C'est quoi ? Si on ne gagne pas, on restera dans l'opposition.

Avdullah Hoti, membre à la tête de la Ligue démocratique du Kosovo, affirme qu'il n'y a pas de place pour la coopération avec le Mouvement Vetevendosje après les élections du 9 février. Il souligne que le LDK travaille pour gagner les élections et le gouvernement avec le pays, mais prétend plutôt qu'ils resteront dans l'opposition. Hoti dans une interview pour [...]
Avdullah Hoti, membre à la tête de la Ligue démocratique du Kosovo, affirme qu'il n'y a pas de place pour la coopération avec le Mouvement Vetevendosje après les élections du 9 février. Il souligne que le LDK travaille pour gagner les élections et le gouvernement avec le pays, mais prétend plutôt qu'ils resteront dans l'opposition.

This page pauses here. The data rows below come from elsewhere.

PR #13802, opened 2025-12-22
feat(core): enable label-based metrics

yuri1969:
### ✨ Description

This PR is more like a PoC/RFC - does such approach make sense, is possible cardinality explosion a problem, etc.

It attempts to solve the problem of monitoring executions of flow which executes data in different contexts conveyed by labels - e.g. `country: Germany`, `country: Italy`.

Therefore users could list label keys which they want to monitor. Execution-related metrics would become tagged by those labels.

### 🛠️ Backend Checklist

Tests including a PAUSED task seems to hang on my machine with both this branch and develop...

### DIFF
--- a/core/src/main/java/io/kestra/core/metrics/MetricRegistry.java
+++ b/core/src/main/java/io/kestra/core/metrics/MetricRegistry.java
@@ -1,5 +1,6 @@
 package io.kestra.core.metrics;
 
+import io.kestra.core.models.Label;
 import io.kestra.core.models.executions.Execution;
 import io.kestra.core.models.executions.ExecutionKilled;
 import io.kestra.core.models.tasks.Task;
@@ -13,6 +14,11 @@ import jakarta.inject.Inject;
 import jakarta.inject.Singleton;
 import lombok.extern.slf4j.Slf4j;
 import org.apache.commons.lang3.ArrayUtils;
+import org.jspecify.annotations.NonNull;
+import org.jspecify.annotations.Nullable;
+
+import java.util.List;
+import java.util.stream.Stream;
 
 @Singleton
 @Slf4j
@@ -145,6 +151,8 @@ public class MetricRegistry {
     public static final String TAG_QUEUE_CONSUMER = "consumer";
     public static final String TAG_QUEUE_CONSUMER_GROUP = "consumer_group";
     public static final String TAG_QUEUE_TYPE = "queue_type";
+    public static final String TAG_LABEL_PREFIX = "label";
+    public static final String TAG_LABEL_PLACEHOLDER = "__none__";
 
     @Inject
     private MeterRegistry meterRegistry;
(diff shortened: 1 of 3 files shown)


loicmathieu (commented):
If I understand it correctly, you add the labels as tags if they are configured. So it should not have any impact if not configured (so no metric cardinality issue).

I totally understand the rational behind this, it can be useful, we'll discuss internaly whether we want to proceed with this PR or not before I'll make a more careful PR.

core/src/main/java/io/kestra/core/metrics/MetricRegistry.java
```diff
@@ -429,5 +441,24 @@ public void bind(MeterBinder meterBinder) {
...
+                        "%s_%s".formatted(TAG_LABEL_PREFIX, labelKey),
+                        labels.stream()
+                            .filter(label -> labelKey.equals(label.key()))
+                            .map(Label::value)
+                            .findFirst()
+                            .orElse(TAG_LABEL_PLACEHOLDER)
+                    )
+                )
+                .toArray(String[]::new);
+    }
```
loicmathieu, line 484: Metrics tags are re-computed very often, so they are in the hot path.
I think it should be improved with performance in mind, even if it would lead to less elegant implementation:
- Avoid String format, replace it with concatenation
- Avoid the replacement placeholder: if no value, no tag should be added

loicmathieu (changes requested):
We discussed internally and agreed to integrate this change.

core/src/main/java/io/kestra/core/metrics/MetricRegistry.java
yuri1969: The method got optimized by using lower-level abstractions. An ad-hoc JMH benchmark of `getLabelTags()` implementations - both configured with 3 keys and an execution having 8 execution labels finished as:

Old

```text
  1.354 ±(99.9%) 0.062 us/op [Average]
  (min, avg, max) = (1.270, 1.354, 1.623), stdev = 0.083
  CI (99.9%): [1.292, 1.416] (assumes normal distribution)
```

New

```text
  0.154 ±(99.9%) 0.005 us/op [Average]
  (min, avg, max) = (0.143, 0.154, 0.167), stdev = 0.007
  CI (99.9%): [0.149, 0.159] (assumes normal distribution)
```

---

As for the placeholder, sadly, this seems to be the way Micrometer handles situations when a tag might not be always present. I've linked the docs.

loicmathieu: OK so basically what it means is that when you configure metricLabel, they will always be present in the metrics. Understood.

loicmathieu (approved):
LGTM

loicmathieu:
@aj-emerich this could be a good thing to add this new config option to our documentation https://kestra.io/docs/configuration#metrics

This will be part of 1.2

aj-emerich:
@loicmathieu @yuri1969 Can you provide a quick example configuration, and I can add it to our release branch

loicmathieu:
```yaml
kestra:
  metrics:
    labels: ["country", "bu"]
```

This will add for each metrics `label_country` and `label_bu` tags with the value of the tags comming from the value of the corresponding labels of the execution. If the execution didn't have that label the value of the tag will be `__none__`.

aj-emerich:
Got it, added

Issue #13837, opened 2025-12-25
[Bug] ForEach uses iteration value as output key instead of index


proddata:
### Describe the issue

Inside a ForEach, task outputs are keyed by the stringified iteration value rather than by an index or stable identifier.
This makes it hard (or impossible) to access outputs in a predictable way when iterating over objects.

```yaml
id: test
namespace: debug


tasks:

  - id: task0
    type: io.kestra.plugin.core.output.OutputValues
    values:
      x: 1
  - id: log_task0
    type: io.kestra.plugin.core.log.Log
    message: "{{outputs.task0}}"

  - id: foreach
    type: io.kestra.plugin.core.flow.ForEach
    values: [{"x":1}]
    tasks:
      
      - id: task1
        type: io.kestra.plugin.core.output.OutputValues
        values:
          x: 3

      - id: log_task1
        type: io.kestra.plugin.core.log.Log
        message: "{{outputs.task1[taskrun.value]}}"
      
      - id: log_task2
        type: io.kestra.plugin.core.log.Log
        message: "{{outputs.task1}}"
```

log_task0 output
```
{"values":{"x":1}}
```

log_task1 output
```
{"values":{"x":1}}
```
This suggests that outputs.task1[taskrun.value] resolves to the original loop value ({"x":1}), not to the result of task1.

log_task2 output
```
{"{\"x\":1}":{"values":{"x":3}}}
```

This shows that:
	- outputs.task1 is a map
	- keyed by the JSON stringified iteration value ("{\"x\":1}")
	- containing the real task output ({"values":{"x":3}})

### Environment

- Kestra Version: 1.1.10

MTarek165:
There is already a PR https://github.com/kestra-io/kestra/pull/12566 around this issue that adds support for using index to access outputs from iterations but waits for performance testing

proddata:
> There is already a PR https://github.com/kestra-io/kestra/pull/12566 around this issue that adds support for using index to access outputs from iterations but waits for performance testing

Thanks, I saw that. However this seems really like a bug, as even within the same iteration there is no ~~reliable~~ sensible way to access a previous tasks values. Having the complete object (i.e. `value`) as key, seems really just wrong, as this can be quite big. There is already a `taskrun.iteration`, which rather should be used.

This also currently breaks in the UI

<img width="1113" height="518" alt="Image" src="https://github.com/user-attachments/assets/139bcc0b-052e-46dd-84c6-e0531dfce4de" />

[...]

PR #13843, opened 2025-12-26
fix(core): foreach duplicate values should be preserved

MTarek165:
Related to https://github.com/kestra-io/kestra/issues/13837.

## Description
this PR preserves duplicates for foreach values


loicmathieu:
@MTarek165 this would be a breaking change so I must validate first internally.

loicmathieu:
@MTarek165 thanks for your contribution but this has other implication so we will probably integrate that in a broader refactoring about ForEach loop.

PR #19093, opened 2026-09-07
fix(ui): keep custom columns footer fixed

### LINKED ISSUE #19078: [UI] Customize table columns panel footer moves when scrolling the column list
### Describe the issue

In the **Customize table columns** panel, the column list is scrollable, but the **bottom section showing “8 of 12 columns visible” does not remain fixed at the bottom of the panel**.

When scrolling through the list, the bottom area moves along with the column items instead of remaining anchored to the bottom of the panel.

**Steps to reproduce**

1. Go to the **Executions** page.
2. Open **Customize table columns**.
3. Scroll up/down inside the columns list.
4. Observe the **“8 of 12 columns visible”** section at the bottom.

**Actual behavior**

* The column list scrolls.
* The bottom **“8 of 12 columns visible”** section moves with the content.
* The footer is therefore not consistently positioned at the bottom of the panel.

**Expected behavior**

* Only the **column list (the 12 columns)** should scroll.
* The **“8 of 12 columns visible”** footer should remain fixed/sticky at the bottom of the Customize table columns panel.

https://github.com/user-attachments/assets/05e5f660-9cb9-43bf-a34b-9bae7b7445fd

### Environment

- Kestra Version: develop

1328837476-hug:
### 🔗 Related Issue

Closes https://github.com/kestra-io/kestra/issues/19078.

### ✨ Description

The custom columns panel already made the column list scrollable and marked its footer as sticky, but the panel itself had no height limit. As a result, the popover became the scroll container and moved the footer together with the column rows.

This adds the same 500px height limit used by the neighboring custom filters panel. The column list now takes the available space and scrolls independently, while the visible-column count stays at the bottom of the panel.

I also added a browser-level Storybook test with 12 columns. It checks that the list actually overflows and that the footer keeps the same position after scrolling to the bottom.

### 🎨 Frontend Checklist

- [x] Design system type checking passes (`npm run types:test --workspace=@kestra-io/design-system`)
- [x] Design system builds without errors (`npm run build:design`)
- [x] Existing `CustomColumns` unit tests pass (5/5)
- [x] New Chromium Storybook test passes (1/1)
- [x] No translation changes were needed

### 📝 Additional Notes

The full design system unit suite was also exercised locally, but its highly parallel default run hit unrelated 5-second timeouts under local resource contention. The component-specific unit and browser tests above pass consistently.

### DIFF
--- a/ui/packages/design-system/src/components/Data/KsDataTable/filter/segments/CustomColumns.vue
+++ b/ui/packages/design-system/src/components/Data/KsDataTable/filter/segments/CustomColumns.vue
@@ -64,6 +64,7 @@
 <style lang="scss" scoped>
 .customize-columns-panel {
     height: fit-content;
+    max-height: 500px;
     display: flex;
     flex-direction: column;
     border-radius: 0.5rem;
--- a/ui/packages/design-system/tests/storybook/Data/CustomColumns.stories.ts
+++ b/ui/packages/design-system/tests/storybook/Data/CustomColumns.stories.ts
@@ -1,0 +1,47 @@
+import type {Meta, StoryObj} from "@storybook/vue3-vite"
+import {expect, waitFor} from "storybook/test"
+import CustomColumns from "../../../src/components/Data/KsDataTable/filter/segments/CustomColumns.vue"
+
+const columns = Array.from({length: 12}, (_, index) => ({
+    label: `Column ${index + 1}`,
+    prop: `column-${index + 1}`,
+    default: index < 8,
+}))
+
+const meta: Meta<typeof CustomColumns> = {
+    title: "Components/Data/CustomColumns",
+    component: CustomColumns,
+    args: {
+        storageKey: "custom-columns-story",
+        columns,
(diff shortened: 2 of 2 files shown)


hemantmm:
@1328837476-hug, can you provide a video of the changes made?

1328837476-hug:
[page@121f9828b0e90d9ac98db3d653d5e4fb.webm](https://github.com/user-attachments/assets/60765452-9c61-4a28-9046-252076ea3d7c)

flcarre (approved):
LGTM — the max-height fix re-activates the existing scroll rule so the footer stays pinned, and the new story actually exercises the regression (asserts the footer's position is unchanged across a scroll).

One NIT for awareness, not blocking: the new `max-height: 500px` is hardcoded rather than a token, but that matches the existing convention in every other dropdown panel in this folder (CustomizeFilters, FilterMultiSelect, etc.) — there's no `--ks-*` token for this yet.

Approving.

Hoti dans une interview pour Kosovapress a parlé de ses rapports avec le président de la LDK Lumir Abdixhiku, le programme du gouvernement de la LDK et le gouvernement du Premier ministre Albin Kurti.

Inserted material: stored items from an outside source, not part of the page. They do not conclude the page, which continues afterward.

PR #19096, opened 2026-09-07
feat(executions): widen empty default time range and reorder columns

### LINKED ISSUE #19069: [UI] Widen the Executions list default time range when it returns nothing
### Why

The Executions list applies a "Started Last 24 hours" filter on load. On a new instance holding 35 executions, all of them older than a day, the table opens empty and says "No Executions Found". The filter is a removable chip, so it can be found, but a new user has no reason to suspect a filter is the reason the page looks empty.

The column order is the second half. State now leads, after the recent column fix, but Flow and Namespace still sit behind Start date, End date and Duration. The flow name and the state are what an execution is usually looked for by.

Image
(note in the screenshot I used a 1-hour default instead of 24 hours)

### What - Proposal

- On load, if the default window returns nothing, widen it one step at a time and stop at the first window that has results: 24 hours, then 7 days, then 30 days.
- Show the window that was actually applied in the chip, so it stays visible and removable. The user should never be looking at a filtered list without seeing which filter is on.
- Keep every query date bounded. Do not fall back to no time filter at all. On a big instance an empty 24 hour window can also mean a quiet weekend, and an unbounded query with a row count over a large executions table.
- Take the starting window from kestra.ui.charts.default-duration instead of a hardcoded 24 hours, so an admin who already set that value gets it here too.
- Change the default column order to Id, State, Flow, Namespace (fields identifying what run) and then Start date, End date, Duration, etc (fields identifiying when it run).

### Acceptance criteria

- A new instance whose executions are all older than 24 hours opens the list with rows visible.
- The chip shows the window that was applied, and removing it still shows everything.
- Every query made while widening is date bounded.
- An instance whose 24 hour window is not empty makes exactly one query, same as today.
- The default column order is Id, State, Flow, Namespace, Start date, End date, Duration.

ayush-singh-0601:
Closes https://github.com/kestra-io/kestra/issues/19069.

### 🔗 Related Issue

The Executions list always opened with a 24-hour window. On a quiet instance whose runs are all older than that, the table came up empty with only a removable chip as a hint, which is easy to miss. Flow and Namespace also sat behind the date columns, even though those are usually how you look an execution up.

### ✨ Description

The first load now takes its window from `kestra.ui.charts.default-duration` instead of a hardcoded 24 hours. If that query returns nothing, we widen one step at a time — 7 days, then 30 days — and stop at the first window that has rows. Every one of those requests stays date-bounded; we never fall back to an unfiltered scan.

The chip is updated to the window that actually landed, so it stays visible and removable. Taking the chip off still shows everything. If the first window already has rows, we make a single query, same as today.

Default columns are now Id, State, Flow, Namespace, then Start date, End date, Duration. Saved column orders are left alone.

### 🎨 Frontend Checklist

- [x] Code builds without errors (`npx vue-tsc -p tsconfig.app.json`)
- [x] Unit tests pass (`npm run test:unit -- tests/unit/components/executions/timeRangeWiden.spec.ts`)
- [x] Translations are complete if `en.json` changed (`en.json` is unchanged)

### Screenshots

24 hours empty, list widened to 7 days, columns Id / State / Flow / Namespace / Start date / End date / Duration:

**Light**

Executions list after widening to Last 7 days, light theme

**Dark**

Executions list after widening to Last 7 days, dark theme

### 📝 Additional Notes

7-day / 30-day steps use `PT168H` and `P30D` so the chip can label them as Last 7 days / Last 30 days. A custom relative range that is not on that ladder (for example Last 5 minutes) is left as-is.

Je crois qu'il n'y a pas de domaine de coopération entre le LDK et le parti au pouvoir. Nous organisons pour gagner ces élections. Si nous prenons la foi des citoyens, nous dirigeons les institutions et formons le prochain gouvernement, si nous ne gagnons pas d'élections, nous restons dans l'opposition”, souligne Hoti.

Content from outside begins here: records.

Issue #18758, opened 2026-08-27
[UI] Timestamp tooltip overlaps and blocks the theme toggle button (appears across all pages)


YashKushalvardhan:
## Describe the bug
On every page of the application , hovering over the timestamp text near the bottom-right corner triggers tooltip(s) that visually overlap and block the theme toggle button 
positioned just below it, making it hard to click the toggle directly.

## Steps to reproduce
1. Open Kestra UI (any page — e.g. Dashboard, Flows)
2. Move the mouse over the rotated timestamp text near the bottom-right 
   corner (above the theme toggle button)
3. Observe the tooltip(s) showing commit hash, full date, and relative 
   time ("2 days ago")
4. Try moving the mouse straight down to click the theme toggle button
5. Observe the tooltip overlaps the toggle button's position, blocking 
   direct interaction

## Expected behavior
The tooltip should not obstruct the clickable area of the theme toggle 
button, on any page. Users should be able to move directly to the toggle 
without routing the cursor around the tooltip.

## Actual behavior
The tooltip renders directly over the theme toggle across the entire 
application, requiring the user to approach the button from the side 
to avoid the tooltip blocking it.

## Environment
- Kestra version: 1.3.35 (OSS)
- Deployment: Docker Compose (local)
- OS: Windows
- Browser: Brave and Chrome

## Screen recording

https://github.com/user-attachments/assets/ee1f6e98-02d4-4bfc-8fc8-7a996c3a4aff

### Environment

- Kestra Version: 1.3.35 (OSS)

DavidZ79:
Hi, mind if I give this issue a shot?

MilosPaunovic:
Yup, go ahead @DavidZ79!

MilosPaunovic:
Hey @DavidZ79, are there any updates on this?

DavidZ79:
Hi @MilosPaunovic, sorry for the delay, I haven't gotten the chance to have a proper look yet. Looking to start implementing on Sunday 👍

DavidZ79:
Hi @MilosPaunovic, I can't reproduce this on develop since the tooltip and toggle aren't near each other any more.

I did reproduce it on 1.3.35 though, and I think it would be a very simple fix there. So should we close this as fixed in 2.0, or should I open a small PR on releases/v1.3.x?

On develop:
[...]

PR #19099, opened 2026-09-07
fix(system): stop the version tooltip covering the theme toggle

DavidZ79:
---

### 🔗 Related Issue

Closes https://github.com/kestra-io/kestra/issues/18758

### ✨ Description

Change tooltip opening direction from bottom (default) to top, unblocking the theme toggle button. See bottom right of screenshot.

### 🎨 Frontend Checklist

image

### DIFF
--- a/ui/src/components/ContextInfoBar.vue
+++ b/ui/src/components/ContextInfoBar.vue
@@ -20,6 +20,7 @@
 
         <el-tooltip
             effect="light"
+            placement="top"
             :persistent="false"
             transition=""
             :hideAfter="0"


MilosPaunovic (approved):
Thanks for digging into this one @DavidZ79, and for checking `develop` before opening the PR - that saved a round.

The fix is right: `.versionNumber` sits directly above `.theme-switcher` in the vertical context bar, so the default bottom placement dropped the popup straight onto the toggle. `placement="top"` moves it into the empty flex gap above instead.

Two follow-ups on our side, nothing for you to do here: `kestra-ee` replaces this component wholesale in `ui-ee/src/override/components/layout/ContextInfoBar.vue` (two occurrences of the same `el-tooltip`), and `releases/v1.0.x` carries the same code in both repos, so I am opening the `EE` companion for 1.3 plus both 1.0 backports.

Il affirme que le LDK n'est pas dû au président Lumir Abdixhiku, mais aux valeurs du parti.
Hoti suggère qu'il sera sur la liste des candidats pour les députés des rangs LDK.
Je serai sur la liste des candidats cherchant confiance auprès des citoyens. Le président Abdixhiku a la responsabilité d'organiser l'ensemble du LDK, de préparer la prochaine campagne électorale et d'accomplir mon travail en tant que... Je suis là, j'accomplis mon devoir et je consacre mon temps et mon obéissance au LDK. Je ne suis pas là pour M. Abdixhik et personne d'autre, mais je suis là à cause des croyances que j'ai que ce sujet politique a ses valeurs en tant que parti de centre-droit”, ajoute Hoti.
D'autre part, l'ancien premier ministre adresse une foule de critiques contre le gouvernement Kurti.
Selon lui, la même chose a échoué car aucun projet majeur n'a été réalisé en quatre ans au pouvoir.
Le nombre d'employés au Kosovo suit la tendance des dix dernières années. L'AKP n'est pas fermé continue avec des vagues de privatisation. Le fonds souverain n'est nulle part, la banque de développement n'est nulle part, donc de quel développement nous parlons. Il n'y a pas de projet majeur dont le gouvernement puisse être fier, et il n'est pas encore plus achevé. La route principale dans le pays, la route vers Gjilan, la route vers Podujevo, la route Mitrovica, vers Peja, et toutes les routes n'ont pas été achevées. Tous ont été lancés et budgétisés sur les gouvernements préliminaires. Il n'y a pas d'investissement majeur au Kosovo”, a-t-il dit.